Joffe sets his version of Graham Greene’s 1938 novel in 1964 rather than pre-war, to coincide with the mods’ and rockers’ riots that were breaking out in places like Margate and Clacton. You can see the point of that: Greene had an idea about gang violence in Brighton in the 1930s, though really his picture of Brighton is a fantasy – it’s more of a dark state of mind than a realistic portrayal of what went on behind the Regency façades. At any rate, the change of setting means that Joffe can film his hero Pinkie, in green parka jacket, cruising along the Brighton waterfront on his Vespa, followed by a swarm of other mods on scooters. The art directors and costume designers on this picture deserve credit for their attention to detail.

Sam Riley is Pinkie, the flickknife-wielding gang leader who murders a man and then marries the waitress who witnessed the crime so that she can’t incriminate him. Riley made a real impact as Ian Curtis, the lead singer of Joy Division, in Anton Corbijn’s Control (2007). And he does very much resemble the lead singer in a pop group, which makes it just credible that Rose (Andrea Risborough) should fall for him.

He’s also a sociopath, mind you. It doesn’t take much to work out that he has a splinter of ice in his heart, especially when he grits his teeth and fixes Rose with the cold, unblinking stare. Risborough is an intriguing actress. Her Rose, all wide, crystalline blue eyes and National Health specs, seems odd, to modern eyes: she’s so passive, even for 1964, that it verges on masochism. During an outing Pinkie pinches the back of her hand, hard, so that it hurts. “You can keep doin’ that... if you like it,” says Rose, eerily. The strange emotional interplay between the two of them is what interests Joffe.
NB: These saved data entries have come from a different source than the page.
PR #69, opened 2022-03-18
Added cluster resource reconciler

prudhvigodithi:

This PR will add resource reconciler, user will be able to declare cpu/memory limits for OpenSearch Cluster statefulset.

Converted cpu and memory to string so that user can pass Mi, Gi, m while declaring the resources.

Tested compiling and running the manager, adjusts the statefulset for with user defined values.


prudhvigodithi:
This Pr is for issue https://github.com/Opster/opensearch-k8s-operator/issues/68

swoehrl-mw:
Hi @prudhvigodithi. I like the idea from your issue of using the standard resources requests/limits. Could you incorporate it into your PR? Unless @idanl21 or @dbason have any objections.
Anyway, I think this change needs a test in the testsuite. Easiest is probably to extend the integration test in `controllers/cluster_test.go` to check if the resources are correctly set in the statefulsets for the nodepools.

prudhvigodithi:
Sure @swoehrl-mw I will add those changes to PR and test in the testsuite.

dbason:
> Hi @prudhvigodithi. I like the idea from your issue of using the standard resources requests/limits. Could you incorporate it into your PR? Unless @idanl21 or @dbason have any objections. Anyway, I think this change needs a test in the testsuite. Easiest is probably to extend the integration test in `controllers/cluster_test.go` to check if the resources are correctly set in the statefulsets for the nodepools.

No objections from me; we should probably do the same thing with the storage size.

prudhvigodithi:
Hey @idanl21, @dbason, @swoehrl-mw can you please review the PR.

docs/userguide/main.md
```diff
@@ -23,16 +23,30 @@ spec:
     serviceName: my-first-cluster
   dashboards:
     enable: true
+    replicas: 2
```
swoehrl-mw, line 26: As this Cluster definition is supposed to be a minimal cluster for demo purposes this should be only 1 replica.

opensearch-operator/api/v1/opensearch_types.go
```diff
@@ -43,17 +43,16 @@ type GeneralConfig struct {
...
-	Memory       int32               `json:"memory,omitempty"`
-	Jvm          string              `json:"jvm,omitempty"`
-	Roles        []string            `json:"roles"`
-	Tolerations  []corev1.Toleration `json:"tolerations,omitempty"`
-	NodeSelector map[string]string   `json:"nodeSelector,omitempty"`
-	Affinity     *corev1.Affinity    `json:"affinity,omitempty"`
-	Persistence  *PersistenceConfig  `json:"persistence,omitempty"`
+	Component    string                      `json:"component"`
+	Replicas     int32                       `json:"replicas"`
+	DiskSize     int32                       `json:"diskSize,omitempty"`
```
swoehrl-mw, line 48: To be consistent I think this should be a string so that users can specify something like `20Gi`

swoehrl-mw (changes requested):
This is missing a test to check if the resources specified for the nodepools are actually configured in the Statefulsets.

opensearch-operator/api/v1/opensearch_types.go
prudhvigodithi: Hey @swoehrl-mw I have not modified anything related to disk, my PR is for cpu and memory reconciler plus able to scale dashboard pods based on user entered replicas. If need to modify Persistence to string how about I create a new issue and push a new PR, this PR is for 
https://github.com/Opster/opensearch-k8s-operator/issues/71
https://github.com/Opster/opensearch-k8s-operator/issues/68

docs/userguide/main.md
prudhvigodithi: Noted and pushed the change to default as `replicas: 1`.

prudhvigodithi:
> This is missing a test to check if the resources specified for the nodepools are actually configured in the Statefulsets.

Hey @swoehrl-mw I have them added to [suite_test_helpers.go] (https://github.com/Opster/opensearch-k8s-operator/pull/69/files#diff-49f5e716774e22cfecc7184a15d7a3407c6afcee1e6e5e5898471d850b5efe27) https://github.com/Opster/opensearch-k8s-operator/pull/69/files#diff-49f5e716774e22cfecc7184a15d7a3407c6afcee1e6e5e5898471d850b5efe27 
This should actually test adding of resources, and these resources fields are not required fields meaning, if not passed the sts will still be created but with blank resources as resources: {}, only when user pass the resources in cluster.yaml file then they get added to sts created by the operator.
Thank you

swoehrl-mw:
> Hey @swoehrl-mw I have them added to suite_test_helpers.go(https://github.com/Opster/opensearch-k8s-operator/pull/69/files#diff-49f5e716774e22cfecc7184a15d7a3407c6afcee1e6e5e5898471d850b5efe27) https://github.com/Opster/opensearch-k8s-operator/pull/69/files#diff-49f5e716774e22cfecc7184a15d7a3407c6afcee1e6e5e5898471d850b5efe27 This should actually test adding of resources, and these resources fields are not required fields meaning, if not passed the sts will still be created but with blank resources as resources: {}, only when user pass the resources in cluster.yaml file then they get added to sts created by the operator. Thank you

Yes, by adding it to `ComposeOpensearchCrd` in `suite_test_helpers.go` the resources will be added to the STS. But there is no unittest to check if this actually happens. Easiest would be to just add another `It` block to `controllers/cluster_test.go` to compare if the resources of the STS match the resources defined in the `OpenSearchCluster` spec.

prudhvigodithi:
Hey @swoehrl-mw I see what you are saying will add a new It block to controllers/cluster_test.go.

prudhvigodithi:
Hey @swoehrl-mw can you check again, just added some unit tests with new It block to controllers/cluster_test.go
https://github.com/Opster/opensearch-k8s-operator/pull/69/commits/be38db64b47e4e1034127ea6d939a348121843f4

opensearch-operator/controllers/cluster_test.go
```diff
@@ -66,6 +67,14 @@ var _ = Describe("Cluster Reconciler", func() {
 				return true
 			}, timeout, interval).Should(BeTrue())
 		})
+
+		It("should apply the right cluster resources successfully", func() {
+			for _, nodePoolSpec := range OpensearchCluster.Spec.NodePools {
+				Expect(nodePoolSpec.Resources.Limits.Cpu()).Should(Equal("500m"))
```
swoehrl-mw, line 73: You'll need to do a conversion as you are comparing a Quantity and a string and go doesn't like that (same for the line below):
```suggestion
				Expect(nodePoolSpec.Resources.Limits.Cpu().String()).Should(Equal("500m"))
```

swoehrl-mw (changes requested):
Conversion to allow the comparison of the resource quantities in the test is missing, otherwise LGTM

opensearch-operator/api/v1/opensearch_types.go
idanl21: good idea, please open an issue on that

opensearch-operator/controllers/cluster_test.go
```diff
@@ -66,6 +67,14 @@ var _ = Describe("Cluster Reconciler", func() {
 				return true
 			}, timeout, interval).Should(BeTrue())
 		})
+
```
idanl21, line 70: didnt understand that test

idanl21 (commented):
Hey Prudhvi, please answer my comments :)

idanl21 (approved):

opensearch-operator/controllers/cluster_test.go
prudhvigodithi: Hey @idanl21 this will actually match the resources declared in [suite_test_helpers.go](https://github.com/Opster/opensearch-k8s-operator/pull/69/files/9eaf0382da39c1f602345174b33c16abdcaafa47#diff-49f5e716774e22cfecc7184a15d7a3407c6afcee1e6e5e5898471d850b5efe27)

My complaint isn’t with the acting, however, though this remake is so similar, frequently, to the Boulting brothers’ classic film noir of 1947 that invidious comparisons are unavoidable. For instance, how can Riley and Risborough match up to Richard Attenborough and Carol Marsh? As for Helen Mirren as Ida, she’s a lot saucier and more knowing than Hermione Baddeley ever was. Baddeley did not wear a diaphanous blouse with racy black underwear showing through. No, the main trouble is that the makers have not brought any radical new vision to the source material. Joffe, who wrote the script and directed, went back to Greene’s book, he says. You might expect him, then, to make more of the Catholic themes in the novel.

For example, Greene intended to compare Catholic ideas of good and evil, represented by Rose and Pinkie, the two “Romans”, with a sort of efficient, humanist ethic of goodness, represented by Ida. Rose and Pinkie do discuss hell in this film. (“It’s the only thing that makes any sense,” says Pinkie. “Flames, damnation and torments.”) But the lines feel tacked on. The novel, in contrast, is deeply preoccupied with the nature of hell and damnation. What is hell actually like? And can human beings ever really change, however hard they try, or is human nature really as Ida says, like a stick of rock? “Bite it all the way down, you’ll still read Brighton.” Joffe’s film bears striking similarities to the 1948 movie. So we see Spicer answering the phone in the gang’s hide-out, gangster Colleone (Andy Serkis, extremely camp) holding court in the all-white Cosmopolitan hotel, Hale (Sean Harris) being chased to the pier at the beginning, Ida drinking in the pub, the screaming baby in the flat above Pinkie and Rose’s digs – all scenes and details that will be familiar if you’ve watched the 1947 Brighton Rock.

Interestingly, the final scene of that version, with its script by Terence Rattigan and Greene, was softened to suit the censors. Greene wanted the movie to retain his novel’s harrowing ending. But it was changed so as to be more merciful, to suggest that everything is all right in the end. As a result, the resolution comes across as rather neat and contrived. Joffe chooses this ending.

Nowadays there are no censors, so why didn’t he restore the “original” conclusion? Perhaps he thought it was too harsh. Or perhaps he thought the audience couldn’t take it.